Only one stretch of the records below is wanted: the lines from the one holding "### Description of changes" through the one holding "### Verification". Return it exactly, both ends included.

--- DATA RECORDS ---

PR #67, opened 2020-05-20
Button control for macOS

Saadnajmi:
### Platforms Impacted
- [ ] iOS
- [x] macOS

### Description of changes

We are adding a Stylized "Button" control for macOS. The styling is roughly based off of the FluentUI Native iOS and Android controls. There are 3 styles (Primary Filled, Primary Outline, and Borderless), which are set at initialization.

There's a number of things that still need to be addressed before check in:
- Colors (I used a lot of placeholder colors to approximate what we want)
- Icon Support (This will be needed for FluentUI React Native, and currently does not work will with this implementation
- Documentation (There is internal documentation, but we also need markdown pages for the website. This will be the last thing to do)

### Verification

Tested Light/Dark and Voiceover on macOS 10.15, along with rest/hover/pressed mouse states

| Placeholder NSButton Placeholder NSButton | Fluent Styled Buttons Fluent Styled Buttons |

### Pull request checklist

This PR has considered:

Buttons in test app

###### Microsoft Reviewers: [Open in CodeFlow](http://wpcp.azurewebsites.net/CodeFlowProtocolProxy2.php?pullrequest=https://github.com/microsoft/fluentui-apple/pull/67)


macos/FluentUI/Button.swift
```diff
@@ -0,0 +1,188 @@
...
+			break
+		case .borderless:
+			textColor = primaryColor
+			break
+		}
+		
+		if (isEnabled) {
+			if (mouseClicked) {
+				if #available(macOS 10.14, *) {
+					layer?.backgroundColor = fillColor.withSystemEffect(.pressed).cgColor
```
Saadnajmi, line 141: Side note: I didn't know these "withSystemEffect" API's existed till today and I'm glad they do 😁

macos/FluentUITestApp/TestButtonViewController.swift
```diff
@@ -0,0 +1,48 @@
...
+	override func loadView() {
+		
+		let enabledButtons: [NSButton] = [
+			NSButton(title: "NSButton", target: nil, action: nil),
+			Button(title: "Primary Filled", style: .primaryFilled),
+			Button(title: "Primary Outline", style: .primaryOutline),
+			Button(title: "Borderless", style: .borderless),
+		]
+
+		let disabledButtons: [NSButton] = [
```
Saadnajmi, line 19: There's avoidable duplication here... but maps hurt my head

anandrajeswaran: particularly because we follow up with another loop we probably should use a map

macos/FluentUITestApp/TestButtonViewController.swift
```diff
@@ -0,0 +1,48 @@
...
+			let spacing = stackView.spacing
+			stackView.edgeInsets = NSEdgeInsets(top: spacing, left: 0, bottom: spacing, right: 0)
+			return stackView
+		}
+		
+		// set our view to a horizontal stack view containing the vertical stack views
+		let containerView = NSStackView(views: stackViews)
+		containerView.alignment = .top
+		let spacing = containerView.spacing
+		containerView.edgeInsets = NSEdgeInsets(top: 0, left: spacing, bottom: 0, right: spacing)
```
anandrajeswaran, line 42: probably want directional edge insets here and elsewhere?

macos/FluentUI/Button.swift
```diff
@@ -0,0 +1,188 @@
+//
+// Copyright Microsoft Corporation
+//
```
anandrajeswaran, line 3: Is this the copyright appropriate for our license?

macos/FluentUITestApp/TestButtonViewController.swift
harrieshin: what's the reason why adding NSButton?

Saadnajmi: @harrieshin The NSButton on the top row was just for visual / size comparison..
I'll see if I can redo this with map

macos/FluentUI/Button.swift
```diff
@@ -0,0 +1,188 @@
...
+
+import AppKit
+
+fileprivate struct Constants {
+	
+	static let borderWidth: CGFloat = 1
+	
+	static let cornerRadius: CGFloat = 3
+	
+	static let minimumWidth: CGFloat = 120
```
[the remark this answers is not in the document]
Saadnajmi: Interesting. Just tested this, and it seems NSButton does have a minimum width of 28.
I added the minimum width originally because it was in a design for another button I made. 

Screen Shot 2020-05-20 at 2 40 30 PM

Here's what FluentButton looks like with a minimum width of 30.. I feel I prefer this.

Screen Shot 2020-05-20 at 2 48 47 PM

macos/FluentUI/Button.swift
```diff
@@ -0,0 +1,188 @@
...
+	static let horizontalPadding:  CGFloat = 2
+	
+	private init() {}
+}
+
+@objc public enum ButtonStyle: Int, CaseIterable {
+    case primaryFilled
+    case primaryOutline
+    case borderless
+}
```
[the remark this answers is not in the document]
Saadnajmi: Noticed this is not publicly documented in FluentUI-iOS either, which has 5 styles
```
public enum ButtonStyle: Int, CaseIterable {
    case primaryFilled
    case primaryOutline
    case secondaryOutline
    case tertiaryOutline
    case borderless
```

Followup change may be to add those in as well, since I'm not actually sure when to use `secondaryOutline` and `tertiaryOutline`. @harrieshin Thoughts?

macos/FluentUI/Button.swift
```diff
@@ -0,0 +1,188 @@
...
+	}
+	
+	open override var intrinsicContentSize: NSSize {
+		var intrinsicContentSize = super.intrinsicContentSize;
+
+		if (intrinsicContentSize.width > Constants.minimumWidth) {
+			intrinsicContentSize.width += (Constants.horizontalPadding * 2);
+		} else {
+			intrinsicContentSize.width = Constants.minimumWidth;
+		}
```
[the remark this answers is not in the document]
Saadnajmi: Not sure I understand what you are proposing?

macos/FluentUI/Button.swift
```diff
@@ -0,0 +1,188 @@
...
+open class Button: NSButton {
+	/// The primary color of the button, AKA, the fill color in the primaryFilled style, and the outline in the primaryOutline style
+	@objc open var primaryColor: NSColor = NSColor.clear
+	
+	private var trackingArea: NSTrackingArea?
+	
+	private var mouseEntered: Bool = false
+	private var mouseClicked: Bool = false
+	
+	override open var wantsUpdateLayer: Bool {
```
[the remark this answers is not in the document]
Saadnajmi: Realized that xcode auto fills these in as open when I wrote this code. I'm changing the unnecessary "opens" to "public". Probably don't ever want a client to change this in a subclass, so I'm changing it and others to public

macos/FluentUI/Button.swift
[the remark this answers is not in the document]
anandrajeswaran: intrinsicContentSize.width = min(intrinsicContentSize.width + Constants.horizontalPadding * 2, Constants.minimumWidth)

macos/FluentUI/Button.swift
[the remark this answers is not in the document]
Saadnajmi: Actually, it looks like NSButton doesn't have a minimum width, just nicely enforced horizontal padding. I removed the minimum width, and increased the horizontal padding to compensate

macos/FluentUI/Button.swift
```diff
@@ -0,0 +1,188 @@
...
+}
+
+// MARK: - Button
+
+/// A fluent styled button, with hover effects and a corner radius.
+@IBDesignable
+@objc(MSFButton)
+open class Button: NSButton {
+	/// The primary color of the button, AKA, the fill color in the primaryFilled style, and the outline in the primaryOutline style
+	@objc open var primaryColor: NSColor = NSColor.clear
```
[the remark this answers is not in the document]
Saadnajmi: I was following the precedent of AvatarView being `open`.

macos/FluentUI/Button.swift
```diff
@@ -0,0 +1,188 @@
...
+	
+	private var trackingArea: NSTrackingArea?
```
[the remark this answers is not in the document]
Saadnajmi: Updated to match our swift guide

macos/FluentUI/Button.swift
```diff
@@ -0,0 +1,188 @@
...
+    public override init(frame: CGRect) {
+		preconditionFailure()
+    }
+
+    public required init?(coder aDecoder: NSCoder) {
+		preconditionFailure()
+    }
+	
+	open func initialize() {
+		// Do common initialization work
```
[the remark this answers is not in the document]
Saadnajmi: Now there's more than one again, so a need for a helper returns.

macos/FluentUI/Button.swift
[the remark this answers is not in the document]
Saadnajmi: Removed the minimum width and the need for this code.

macos/FluentUI/Button.swift
```diff
@@ -0,0 +1,188 @@
...
+		mouseClicked = false
+		needsDisplay = true
+	}
+	
+	open override func updateLayer() {
+		layer?.borderWidth = Constants.borderWidth
+		layer?.masksToBounds = true
+		layer?.cornerRadius = Constants.cornerRadius
+				
+		var fillColor : NSColor = NSColor.clear
```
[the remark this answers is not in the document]
Saadnajmi: Went with  private computed properties over closures, which should(?) give the same level of immutability benefits

macos/FluentUI/Button.swift
```diff
@@ -0,0 +1,188 @@
...
+				} else {
+					layer?.backgroundColor = fillColor.cgColor
+				}
+			}
+		} else {
+			if #available(macOS 10.14, *) {
+				layer?.backgroundColor = fillColor.withSystemEffect(.disabled).cgColor
+			} else {
+				layer?.backgroundColor = NSColor.systemGray.withAlphaComponent(0.25).cgColor
+			}
```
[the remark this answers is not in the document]
Saadnajmi: Between the `if let layer = layer`, splitting all the color picking out to separate private computed properties, and reducing things to one call, I feel this is now much cleaner. Thank you for the suggestions =)

macos/FluentUI/Button.swift
```diff
@@ -0,0 +1,188 @@
...
+	
+	static let borderWidth: CGFloat = 1
+	
+	static let cornerRadius: CGFloat = 3
+	
+	static let minimumWidth: CGFloat = 120
+	
+	static let verticalPadding: CGFloat = 2
+	
+	static let horizontalPadding:  CGFloat = 2
```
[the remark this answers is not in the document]
Saadnajmi: Would it be better if I added comments to each constant to specify exactly what it does?
Horizontal padding is extra space between the title and the left/right edge. Likewise for vertical padding

Saadnajmi:
`TestButtonViewController` is still very much a work in progress, but I have an idea for a nice grid of buttons with different combos of parameters, and a control to change the title/color of all the fluentButtons to test how that behaves at runtime

macos/FluentUI/Button.swift
```diff
@@ -0,0 +1,207 @@
...
+//  Licensed under the MIT License.
+//
+
+import AppKit
+
+/// Indicates what style our button is drawn as
+@objc public enum ButtonStyle: Int, CaseIterable {
+    case primaryFilled	// Solid fill color
+    case primaryOutline	// Clear fill color, solid outline
+    case borderless		// clear fill color, clear outline
```
harrieshin, line 12: nit: capitalization of "clear" to be consistent with rest

macos/FluentUI/Button.swift
```diff
@@ -0,0 +1,207 @@
...
+
+	@available(*, unavailable)
+	required public init?(coder decoder: NSCoder) {
+		preconditionFailure()
+	}
+	
+	open func initialize() {
+		// Do common initialization work
+		isBordered = false
+		wantsLayer = true
```
harrieshin, line 42: why are we setting wants layer to true when we override the property below?

macos/FluentUI/Button.swift
```diff
@@ -0,0 +1,207 @@
...
+
+		return intrinsicContentSize;
+	}
+	
+	override public var wantsUpdateLayer: Bool {
+		return true
+	}
+	
+	/// The primary color of the button, AKA, the fill color in the primaryFilled style, and the outline in the primaryOutline style
+	@objc public var primaryColor: NSColor = .clear {
```
harrieshin, line 111: if the default style is .primaryFilled wouldn't it make more sense the default color is accent color/system blue?

macos/FluentUI/Button.swift
```diff
@@ -0,0 +1,207 @@
...
+	
+	private var mouseEntered = false
+	private var mouseDown = false
+	
+	private var fillColor: NSColor {
+		return style == ButtonStyle.primaryFilled ? primaryColor : .clear
+	}
+	
+	private var outlineColor: NSColor {
+		return style == ButtonStyle.primaryOutline ? primaryColor.withAlphaComponent(0.4) : .clear
```
harrieshin, line 149: not related to this PR but when is MacOS defining primary color shades?

macos/FluentUI/Button.swift
```diff
@@ -0,0 +1,207 @@
...
+	
+	private var textColor: NSColor {
+		return style == ButtonStyle.primaryFilled ? .white : primaryColor
+	}
+	
+	private var restBackgroundColor: NSColor {
+		return fillColor
+	}
+
+	private var hoverBackgroundColor: NSColor {
```
harrieshin, line 160: for iOS, we also define disabled button color. does Mac have that?

macos/FluentUI/Button.swift
```diff
@@ -0,0 +1,207 @@
...
+
+	private var pressedBackgroundColor: NSColor {
+		if #available(macOS 10.14, *) {
+			return fillColor.withSystemEffect(.pressed)
+		} else {
+			return fillColor.withAlphaComponent(0.25)
+		}
+	}
+	
+	private var disabledBackgroundColor: NSColor {
```
harrieshin, line 176: personal opinion: the outline button doesn't look disabled unless the outline color matches the title color.

macos/FluentUI/Button.swift
```diff
@@ -0,0 +1,207 @@
...
+/// A fluent styled button, with hover effects and a corner radius.
+@IBDesignable
+@objc(MSFButton)
+open class Button: NSButton {
+
+	@objc public init(title: String, style: ButtonStyle = .primaryFilled) {
+		super.init(frame: .zero)
+		self.title = title
+		self.style = style
+        initialize()
```
anandrajeswaran, line 26: minor: inconsistent indentation (hi Swift-format)

macos/FluentUI/Button.swift
```diff
@@ -0,0 +1,207 @@
...
+        super.init(frame: frameRect)
+        initialize()
+	}
+
+	@available(*, unavailable)
+	required public init?(coder decoder: NSCoder) {
+		preconditionFailure()
+	}
+	
+	open func initialize() {
```
anandrajeswaran, line 39: does this need to be open?

macos/FluentUI/Button.swift
```diff
@@ -0,0 +1,207 @@
...
+		// Do common initialization work
+		isBordered = false
+		wantsLayer = true
+
+		if #available(macOS 10.14, *) {
+			primaryColor = .controlAccentColor
+		} else {
+			primaryColor = .systemBlue
+		}
+		update()
```
anandrajeswaran, line 49: Can we come up with a more specific name? As code evolves we tend to want to split these up for clarity and perf gains so starting with a more explicit title can do that by design

macos/FluentUI/Button.swift
```diff
@@ -0,0 +1,207 @@
...
+		return true
+	}
+	
+	/// The primary color of the button, AKA, the fill color in the primaryFilled style, and the outline in the primaryOutline style
+	@objc public var primaryColor: NSColor = .clear {
+		didSet {
+            if primaryColor != oldValue {
+                update()
+            }
+		}
```
anandrajeswaran, line 116: odd indentation here and in the style var

macos/FluentUI/Button.swift
```diff
@@ -0,0 +1,207 @@
...
+	}
+	
+	private func update() {
+		if let layer = layer {
+			layer.borderWidth = borderWidth
+			layer.masksToBounds = true
+			layer.cornerRadius = cornerRadius
+			layer.backgroundColor = layerBackgroundColor.cgColor
+			layer.borderColor = outlineColor.cgColor
+		}
```
anandrajeswaran, line 135: these parts can just go in updateLayer? That would be needed to ensure we properly update from light to dark mode where we use cgColors and not NSColors opaquely

macos/FluentUITestApp/TestButtonViewController.swift
```diff
@@ -0,0 +1,67 @@
...
+		containerView.orientation = .horizontal
+		
+		view = containerView
+	}
+	
+	private func testNSButtons() -> [NSButton] {
```
anandrajeswaran, line 38: minor: name sounds like an xctest :). Since this is a private fun in a test file, can just be something like "makeNSButtons/makeFluentButtons"

macos/FluentUITestApp/TestButtonViewController.swift
```diff
@@ -0,0 +1,67 @@
...
+		return [
+			NSButton(title: "NSButton", target: nil, action: nil),
+			NSButton(title: "+", target: nil, action: nil)
```
anandrajeswaran, line 41: Harrie commented on this earlier, but do we really want AppKit controls in our demo app in any scenario?

macos/FluentUI/Button.swift
Saadnajmi: This is (very) confusing, and I recommend reading the [Layer](https://developer.apple.com/documentation/appkit/nsview/1483298-layer), [wantsLayer](https://developer.apple.com/documentation/appkit/nsview/1483695-wantslayer), and [wantsUpdateLayer](https://developer.apple.com/documentation/appkit/nsview/1483461-wantsupdatelayer) documentation for more info, but TL;DR:

Setting `wantsLayer` determines if the view is layer-backed, 
Overriding `wantsUpdateLayer` tells the view whether we use `draw(_:)` or `updateLayer()` to update the contents of the layer.

macos/FluentUI/Button.swift
Saadnajmi: I think we're figuring that out right now, and that is one reason why this is a draft PR and not a real one

macos/FluentUI/Button.swift
Saadnajmi: That seems fair, and the iOS / macOS buttons should align. I think that would be blocked until we get primary color shades for macOS.

macos/FluentUITestApp/TestButtonViewController.swift
Saadnajmi: Fair enough, I took out all the NSButtons.

macos/FluentUI/Button.swift
```diff
@@ -0,0 +1,214 @@
...
+	@objc public init(title: String, style: ButtonStyle = .primaryFilled) {
+		super.init(frame: .zero)
+		self.title = title
+		self.style = style
+		initialize()
+    }
+	
+	public override init(frame frameRect: NSRect) {
+        super.init(frame: frameRect)
+		initialize()
```
anandrajeswaran, line 31: inconsistent spacing

macos/FluentUI/Button.swift
```diff
@@ -0,0 +1,214 @@
...
+		}
+	}
+
+	/// The primary style of the button
+	@objc public var style: ButtonStyle = .primaryFilled {
+		didSet {
+            if style != oldValue {
+                update()
+            }
+		}
```
anandrajeswaran, line 125: inconsistent spacing

macos/FluentUI/Button.swift
```diff
@@ -0,0 +1,214 @@
...
+	private var mouseDown = false
+	
+	private var fillColor: NSColor {
+		return style == ButtonStyle.primaryFilled ? primaryColor : .clear
+	}
+	
+	private var outlineColor: NSColor {
+		let baseOutlineColor = style == ButtonStyle.primaryOutline ? primaryColor.withAlphaComponent(0.4) : .clear
+		if isEnabled {
+			return style == ButtonStyle.primaryOutline ? primaryColor.withAlphaComponent(0.4) : .clear
```
anandrajeswaran, line 161: just return baseOutlineColor? Or am I missing something

macos/FluentUITestApp/TestButtonViewController.swift
```diff
@@ -0,0 +1,79 @@
...
+			button.image = NSImage(named: NSImage.addTemplateName)
+			button.imagePosition = .imageLeading
+			return button
+		}
+		let disabledButtons = buttons().map { button -> NSButton in
+			button.isEnabled = false
+			return button
+		}
+		
+		let gridView = NSGridView(frame: .zero)
```
anandrajeswaran, line 43: love it! NSGridView is great

macos/FluentUITestApp/TestButtonViewController.swift
```diff
@@ -0,0 +1,79 @@
...
+		gridView.rowSpacing = 20
+		gridView.columnSpacing = 20
```
anandrajeswaran, line 45: pull out to constant? Good to treat demo code like production code

macos/FluentUITestApp/TestButtonViewController.swift
```diff
@@ -0,0 +1,79 @@
...
+	
+		// Insert the Row Titles as the last step
+		let rowLabels: [NSView] = [
+			emptyCell,
+			NSTextField(labelWithString: "Title"),
+			NSTextField(labelWithString: "Image"),
+			NSTextField(labelWithString: "Title and Image"),
+			NSTextField(labelWithString: "Disabled")
+		]
+		gridView.insertRow(at: 0, with: rowLabels)
```
anandrajeswaran, line 66: should we just do this as the first step so we can addRow instead of inserting at 0? Probably not, but just hoping to learn why we needed to do it this way

macos/FluentUITestApp/TestButtonViewController.swift
```diff
@@ -0,0 +1,79 @@
...
+		gridView.addRow(with: [])	//Padding
+
+		let containerView = NSStackView()
+		containerView.orientation = .vertical
+		containerView.translatesAutoresizingMaskIntoConstraints = false
+		containerView.edgeInsets = NSEdgeInsets(top: 20, left: 20, bottom: 20, right: 20)
```
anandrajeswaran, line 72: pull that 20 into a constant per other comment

---

● EXERCISE RESPONSE:
### Description of changes

We are adding a Stylized "Button" control for macOS. The styling is roughly based off of the FluentUI Native iOS and Android controls. There are 3 styles (Primary Filled, Primary Outline, and Borderless), which are set at initialization.

There's a number of things that still need to be addressed before check in:
- Colors (I used a lot of placeholder colors to approximate what we want)
- Icon Support (This will be needed for FluentUI React Native, and currently does not work will with this implementation
- Documentation (There is internal documentation, but we also need markdown pages for the website. This will be the last thing to do)

### Verification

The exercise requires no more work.